*Work task:* Report each line of the records below that uses the word "once".
*** Given entries Section Begins ***
PR #778, opened 2024-04-04
Create a model for Entities count

dati18:


app/Jobs/UpdateWikiEntitiesCountJob.php
```diff
@@ -0,0 +1,93 @@
...
+    {
+        $this->apiUrl = getenv('PLATFORM_MW_BACKEND_HOST').'/w/api.php';
+        $allWiki = Wiki::all();
+        foreach ($allWiki as $wiki) {
+            try{
+                $this->updateEntitiesCount($wiki);
+            } catch (\Exception $ex) {
+                $this->job->markAsFailed();
+                Log::error(
+                    'Failure polling wiki '.$wiki->getAttribute('domain').' for sitestats: '.$ex->getMessage()
```
m90, line 26:
```suggestion
                    'Failure polling wiki '.$wiki->getAttribute('domain').' for item and property counts: '.$ex->getMessage()
```

app/Jobs/UpdateWikiEntitiesCountJob.php
```diff
@@ -0,0 +1,93 @@
...
+
+class UpdateWikiEntitiesCountJob extends Job implements ShouldBeUnique
+{
+    private const NAMESPACE_ITEM = 122;
+    private const NAMESPACE_PROPERTY = 120;
+    protected string $apiUrl;
+
+    public function handle (): void
+    {
+        $this->apiUrl = getenv('PLATFORM_MW_BACKEND_HOST').'/w/api.php';
```
m90, line 18: Nit: this is probably better done in the class constructor as it never changes.

app/WikiEntitiesCount.php
```diff
@@ -0,0 +1,26 @@
...
+        'items_count',
+        'properties_count',
+        'wiki_id'
+    ];
+
+    protected $fillable = self::FIELDS;
+
+    protected $visible = self::FIELDS;
+
+    protected $casts = [
```
m90, line 22: Question: seeing these fields are declared as integers in the database schema already, is the cast still needed?

tests/Jobs/UpdateWikiEntitiesCountJobTest.php
```diff
@@ -0,0 +1,191 @@
...
+    }
+
+    public function testEmpty()
+    {
+        Bus::fake();
+        Http::fake();
+
+        Bus::assertNothingDispatched();
+        Http::assertNothingSent();
+    }
```
m90, line 33: Issue: This test currently doesn't test the job as its `handle` method is never called. See the test below to check how a mock job is being created and its handle method invoked.

tests/Jobs/UpdateWikiEntitiesCountJobTest.php
```diff
@@ -0,0 +1,191 @@
...
+use Illuminate\Support\Facades\Http;
+use PHPUnit\Framework\MockObject\Exception;
+use Tests\TestCase;
+
+class UpdateWikiEntitiesCountJobTest extends TestCase
+{
+    use RefreshDatabase;
+
+    public function setUp(): void {
+        parent::setUp();
```
m90, line 19: Nitpick: If there is no setup that is specific to `UpdateWikiEntitiesCountJobTest` to be done, there is no need to redeclare `setUp`  like this. Same goes for `tearDown`

m90 (commented):
The code for the job that fetches the counts looks mostly solid to me, but before I dive into too much detail,  I'd have an architectural question about this:

What is the reason you decided to create a setup that works like:

1. create a job for fetching counts and persisting them for each wiki
2. run this job once a day
3. in the platform stats summary job, which is also running daily, read these values and include them in the stats object that is being read by the dashboard

instead of:

1. fetch the counts while creating the platform summary stats and include them in the stats object without persisting anything

Is the level of indirection introduced by persisting the data in the database needed as we are planning to use the data somewhere else?

dati18:
> The code for the job that fetches the counts looks mostly solid to me, but before I dive into too much detail, I'd have an architectural question about this:
> 
> What is the reason you decided to create a setup that works like:
> 
> 1. create a job for fetching counts and persisting them for each wiki
> 2. run this job once a day
> 3. in the platform stats summary job, which is also running daily, read these values and include them in the stats object that is being read by the dashboard
> 
> instead of:
> 
> 1. fetch the counts while creating the platform summary stats and include them in the stats object without persisting anything
> 
> Is the level of indirection introduced by persisting the data in the database needed as we are planning to use the data somewhere else?

I thought that maybe we need items and props count of individual wiki in some case, and it can be also modified to add more stats (i.e Lexeme for example). I'm aware that it can hurt the performance and redundant somehow.

m90:
> I thought that maybe we need items and props count of individual wiki in some case, and it can be also modified to add more stats (i.e Lexeme for example)

I would think unless we know we need it, we assume [YAGNI](https://en.wikipedia.org/wiki/You_aren%27t_gonna_need_it) and skip the need for persisting it until someone else actually wants to read it.

> I'm aware that it can hurt the performance and redundant somehow.

I think performance should be ok in this case, but it would definitely create a lag in the freshness of data being displayed on the dashboard.

The only pro I can see for handling this in a dedicated job is that incorporating this in the platform stats summary job will make the job quite a bit slower, but since we now can safely run multiple jobs in parallel (as per #753) I would also think this is ok until we find out it's causing problems.

dati18:
> persist



> > I thought that maybe we need items and props count of individual wiki in some case, and it can be also modified to add more stats (i.e Lexeme for example)
> 
> I would think unless we know we need it, we assume [YAGNI](https://en.wikipedia.org/wiki/You_aren%27t_gonna_need_it) and skip the need for persisting it until someone else actually wants to read it.
> 
> > I'm aware that it can hurt the performance and redundant somehow.
> 
> I think performance should be ok in this case, but it would definitely create a lag in the freshness of data being displayed on the dashboard.
> 
> The only pro I can see for handling this in a dedicated job is that incorporating this in the platform stats summary job will make the job quite a bit slower, but since we now can safely run multiple jobs in parallel (as per #753) I would also think this is ok until we find out it's causing problems.

yes I got your point, I also notice that `UpdateWikiEntitiesCountJob` run after `UpdateWikiSiteStatsJob`. 

So what should I do next? 1. Change the Job schedule to run early (pro: quick fix, con: architect is still the same) or 2. Scrape off the Model and modify PlatformSummaryStatsJob to fetch the count?

dati18:
> > I thought that maybe we need items and props count of individual wiki in some case, and it can be also modified to add more stats (i.e Lexeme for example)
> 
> I would think unless we know we need it, we assume [YAGNI](https://en.wikipedia.org/wiki/You_aren%27t_gonna_need_it) and skip the need for persisting it until someone else actually wants to read it.
> 
> > I'm aware that it can hurt the performance and redundant somehow.
> 
> I think performance should be ok in this case, but it would definitely create a lag in the freshness of data being displayed on the dashboard.
> 
> The only pro I can see for handling this in a dedicated job is that incorporating this in the platform stats summary job will make the job quite a bit slower, but since we now can safely run multiple jobs in parallel (as per #753) I would also think this is ok until we find out it's causing problems.

And I also think we should as Product and Design if they need these EntitiesCOunt stats (like for the Discovery page)

m90:
> So what should I do next?

I would suggest we

1. Move the existing code for fetching the entity counts into the PlatformSummaryStatsJob
2. Instead of reading the newly introduced stats from the DB, call the method from 1. that fetches them on the spot
3. Adjust the tests for the PlatformSummaryStatsJob
4. Remove unneeded code for persisting the model

Does that make sense? Even if it feels big I would think you can reuse what you have already written and just rearrange it.

> And I also think we should as Product and Design if they need these EntitiesCOunt stats

Right now, we don't. If we build an application that caters for everything that could happen at some point, it'll be pretty complex. If we really do need this at some point, we can still adjust the simple solution we have then.

dati18:
> > So what should I do next?
> 
> I would suggest we
> 
> 1. Move the existing code for fetching the entity counts into the PlatformSummaryStatsJob
> 2. Instead of reading the newly introduced stats from the DB, call the method from 1. that fetches them on the spot
> 3. Adjust the tests for the PlatformSummaryStatsJob
> 4. Remove unneeded code for persisting the model
> 
> Does that make sense? Even if it feels big I would think you can reuse what you have already written and just rearrange it.
> 
> > And I also think we should as Product and Design if they need these EntitiesCOunt stats
> 
> Right now, we don't. If we build an application that caters for everything that could happen at some point, it'll be pretty complex. If we really do need this at some point, we can still adjust the simple solution we have then.

That is not too complex for me, but I will create a new branch and PR for it rather continue working on this branch because it would be a mess.

dati18:
> > So what should I do next?
> 
> I would suggest we
> 
> 1. Move the existing code for fetching the entity counts into the PlatformSummaryStatsJob
> 2. Instead of reading the newly introduced stats from the DB, call the method from 1. that fetches them on the spot
> 3. Adjust the tests for the PlatformSummaryStatsJob
> 4. Remove unneeded code for persisting the model
> 
> Does that make sense? Even if it feels big I would think you can reuse what you have already written and just rearrange it.
> 
> > And I also think we should as Product and Design if they need these EntitiesCOunt stats
> 
> Right now, we don't. If we build an application that caters for everything that could happen at some point, it'll be pretty complex. If we really do need this at some point, we can still adjust the simple solution we have then.

I will archive this branch, you know, just in case

dati18:
> @dati18 I'm sorry if this ends up feeling frustrating; I certainly didn't raise any of these objections in our earlier discussions and was partly convincing you that:
> 
> a) there is a certain nice modularity to splitting the the jobs apart b) we may actually want individual entity stats for each wiki (indeed perhaps going on to add entities
> 
> Hopefully, like @m90 says, actually hopping between these two designs is pretty fast.

I'm working on it. :) no worry because it makes sense

m90:
> there is a certain nice modularity to splitting the the jobs apart

@tarrow While I see that argument, I think we don't win anything if we do this in a piece-meal fashion. We could think about a follow up task that refactors the PlatformSummaryStatsJob into a parent job that fans out to multiple jobs that calculate / collect metrics, and then emits the metrics when the child jobs are done.

However, if only one portions of the metrics is collected like this and everything else is living in the top level job, I would think this is more confusing than helpful and also makes debugging / error handling very hard. Maybe we can talk about such an idea in a refinement at some point.

m90:
This was done elsewhere, closing therefore.

PR #14, opened 2021-04-06
feat(php): use prebuild binaries

### LINKED ISSUE #9: Use new php-prebuild

viceice:
Use our prebuild php binaries.

closes #9


viceice:
Should we backport this to `renovatebot/docker-*` images ?

rarkins:
> Should we backport this to `renovatebot/docker-*` images ?

Will it take long? If so then maybe next time the ubuntu base image changes?

viceice:
I think that would be fast when it's working. There seem to be some extension issues which I need to investigate and fix first

rarkins (approved):

viceice:
image


needs another fix for bionic 😕 Will do that later

PR #15, opened 2021-04-07
feat: add Git LFS

### LINKED ISSUE #13: Add git-lfs
* download linux-amd64 from [releases](https://github.com/git-lfs/git-lfs/releases/latest)
* extract
* copy binary to path `/usr/local/bin` (alternate is using the included `install.sh`)
* run `git lfs install` as `ubuntu` user

blocks: https://github.com/renovatebot/renovate/issues/6842

We should use [other](https://github.com/git-lfs/git-lfs/wiki/Installation#other) install method, as its faster (install) that the apt version. We should also use this because the available version on ubuntu is old.

----
Ref https://github.com/renovatebot/docker-buildpack/issues/139

fgblomqvist:
This adds Git LFS as a tool.
I'm not too sure what kinds of tests you'd expect/want? Or where to add the `install-tool` line. It seems like by default, only git is installed in this base image?

Finally, worth noting is the discussion in https://github.com/renovatebot/renovate/issues/7894.

Closes #13.


viceice (changes requested):
Please checkout other tools like `dotnet` for download and extract tools

https://github.com/containerbase/buildpack/blob/4ca3c834bb5e96ecd0625d450a833365ffaaf686/src/usr/local/buildpack/tools/dotnet.sh#L1-L44

It should be installed to base image after git here:
https://github.com/containerbase/buildpack/blob/8717a2dd66724f98ed8b35f21cc52151885669a3/Dockerfile#L30-L31

and here:
https://github.com/containerbase/buildpack/blob/c0b1b2e6f1b3dc190f841777ce1102c9f3f919c2/Dockerfile.bionic#L27-L28

rarkins:
@viceice I was thinking we wouldn't want it in the base image (that all images share) and instead only in Renovate?

viceice:
> @viceice I was thinking we wouldn't want it in the base image (that all images share) and instead only in Renovate?

Ok, so it should be installed to `Dockerfile.bionic` and `test/latest/Dockerfile`  for testing.
We need to prepare a simple git test repo with one lfs file and unse it in tests to verify it works for `root` and `user`

fgblomqvist:
Found this: https://github.com/git-lfs/git-lfs/wiki/Installation#debian-and-ubuntu
It's essentially possible to install git-lfs and get the latest version from apt if we want. Up to you if you still prefer the tarball for speed.

viceice:
Please stay at tarball, so we have control over installed version

fgblomqvist:
Made some changes to the install script, to more-so mimmick the dotnet one you linked @viceice.
The questions that remain are:
* How do we wanna test this?
* What do we do about `git lfs install`? Right now, I install git-lfs by running the install script, which automatically runs `git lfs install` as well. However, it's user-specific which means that it only gets installed/setup for root. But yeah, not sure how we wanna go about it (e.g. what if some people using Renovate don't want git lfs?).

fgblomqvist:
Bump @viceice @rarkins.

rarkins:
If git lfs is installed by default for the container, does that cause problems for those who don't want it or need it? I had expected not, but perhaps not aware of the edge cases.

viceice:
i think it's save to install lfs, because lfs hooks are disabled by renovate renovatebot/renovate#9673

But it think we should only have this installed to main renovate image to not have any side effects on sidecar container starting to pull huge lfs objects

viceice (changes requested):
Please add a test to https://github.com/containerbase/buildpack/blob/main/test/latest/Dockerfile

src/usr/local/buildpack/tools/git-lfs.sh
```diff
@@ -0,0 +1,26 @@
...
+  echo "Invalid version: ${TOOL_VERSION}"
+  exit 1
+fi
+
+if ! [ "$(command -v git-lfs)" ]; then
+  echo "Skipping, already installed"
+  exit 0
+fi
+
+LFS_FILE="git-lfs-linux-amd64-${TOOL_VERSION}.tar.gz"
```
viceice, line 18: Make `ARCH` configurable like in 

https://github.com/containerbase/buildpack/blob/52800f94727f582808d8bc4247f380076554b769/src/usr/local/buildpack/tools/php.sh#L29
https://github.com/containerbase/buildpack/blob/52800f94727f582808d8bc4247f380076554b769/src/usr/local/buildpack/tools/php.sh#L56

src/usr/local/buildpack/tools/git-lfs.sh
```diff
@@ -0,0 +1,26 @@
...
+wget "https://github.com/git-lfs/git-lfs/releases/download/${TOOL_VERSION}/${LFS_FILE}"
```
viceice, line 19: All other tools are usiing `curl`, why are you using `wget` ?

jtbandes:
Hi, what's the status of this work? Seems like this is a necessary step to make progress on https://github.com/renovatebot/renovate/issues/6842.

viceice:
currently blocked by renovatebot/renovate#10748

viceice:
Superseeded by #104

PR #17, opened 2021-04-07
feat(composer): allow dynamic install

viceice:
Allow to run `install-tool composer 2.0.0` as user

closes renovatebot/docker-php#7

ref: renovatebot/renovate#2355. renovatebot/renovate#8497

### DIFF
--- a/Dockerfile
+++ b/Dockerfile
@@ -16,7 +16,7 @@ LABEL maintainer="Rhys Arkins <rhys@arkins.net>" \
   org.opencontainers.image.source="https://github.com/containerbase/buildpack"
 
 #  autoloading buildpack env
-ENV BASH_ENV=/usr/local/etc/env
+ENV BASH_ENV=/usr/local/etc/env PATH=/home/$USER_NAME/bin:$PATH
 SHELL ["/bin/bash" , "-c"]
 
 ENTRYPOINT ["docker-entrypoint.sh"]
--- a/Dockerfile
+++ b/Dockerfile
@@ -16,7 +16,7 @@ LABEL maintainer="Rhys Arkins <rhys@arkins.net>" \
   org.opencontainers.image.source="https://github.com/containerbase/buildpack"
 
 #  autoloading buildpack env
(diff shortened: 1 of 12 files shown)


Dockerfile
```diff
@@ -16,7 +16,7 @@ LABEL maintainer="Rhys Arkins <rhys@arkins.net>" \
   org.opencontainers.image.source="https://github.com/containerbase/buildpack"
 
 #  autoloading buildpack env
-ENV BASH_ENV=/usr/local/etc/env
+ENV BASH_ENV=/usr/local/etc/env PATH=/home/$USER_NAME/bin:$PATH
```
rarkins, line 19: We ideally want to avoid using `/home/$USER_NAME` in order to achieve OpenShift compliance but should we refactor that in a different PR?

viceice: This is the only option to have a fixed path for env without require loading our env file. This should also be compatible with openshift, as the directory will exist, even when openshift will run with a random user.

Our `/home/user/` directory is readable by `root` group

rarkins: Any reason it can't be within `/usr/local` in future?

viceice: Ok, this would need to make `/usr/local/bin` writable by `root` group, so we can add shell wrapper at runtime.

Maybe allowing use writing to `/usr/local` can be again a showstopper for company usage because of security?

rarkins: Is writing to `/usr/local` unsafe?

viceice: Not sure, I'm not an expert in those things. I know, that only `root` user is allowed to write there by default.

rarkins: I think you're right, in general it doesn't seem recommended to change /usr/local/bin permissions, e.g. https://unix.stackexchange.com/questions/37724/permissions-ownership-of-usr-local-bin

rarkins: I think OpenShift respects `$HOME` if configured, so we can maybe keep it as `/home/user` regardless of there being a random UID

viceice: yes, we need to make sure all required folders are writable by root group then.

rarkins (approved):

PR #28, opened 2021-04-09
refactor: use portable shebangs

### LINKED ISSUE #27: Use portable shebangs
All of our tool install scripts (except `nix` :wink:) use the `#!/bin/bash` shebang, but these aren't portable, and aren't the best practice:tm:. Changing these to `#!/usr/bin/env bash` is a simple fix.

JamieMagee:
Fixes #27


Chumper:
@rarkins @viceice Am I right that according to #27 we want to stick with `#!/bin/bash`?
If so we can close this, correct?

viceice:
I think yes.

PR #30, opened 2021-04-10
fix(python): add libpq-dev

rarkins:
Adds `libpq` when `python` is installed, as per https://github.com/renovatebot/renovate/issues/9485#issuecomment-817132534

### DIFF
--- a/src/usr/local/buildpack/tools/python.sh
+++ b/src/usr/local/buildpack/tools/python.sh
@@ -44,6 +44,7 @@ if [[ -z "${tool_path}" ]]; then
       libbz2-dev \
       libffi-dev \
       liblzma-dev \
+      libpq-dev \
       libreadline-dev \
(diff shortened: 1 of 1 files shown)


viceice (commented):
This packages are not installed when prebuild python is used.

rarkins:
What do you recommend then? I was thinking to use it for python only unless / until we heard otherwise

viceice:
This need some refactoring, so it will always install that package if it is missing an we are installing as root.

rarkins:
@viceice what are your thoughts on adding this to our python images? More context here: https://github.com/renovatebot/renovate/discussions/14596

viceice:
ok, we can do that. but not 100% sure it's enough.

maybe some bindings are not compiled on our python, so we should also add a test case here.

viceice:
doesn't work that way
*** Given entries Section Ends ***
*Output for this exercise:*
2. run this job once a day
> 2. run this job once a day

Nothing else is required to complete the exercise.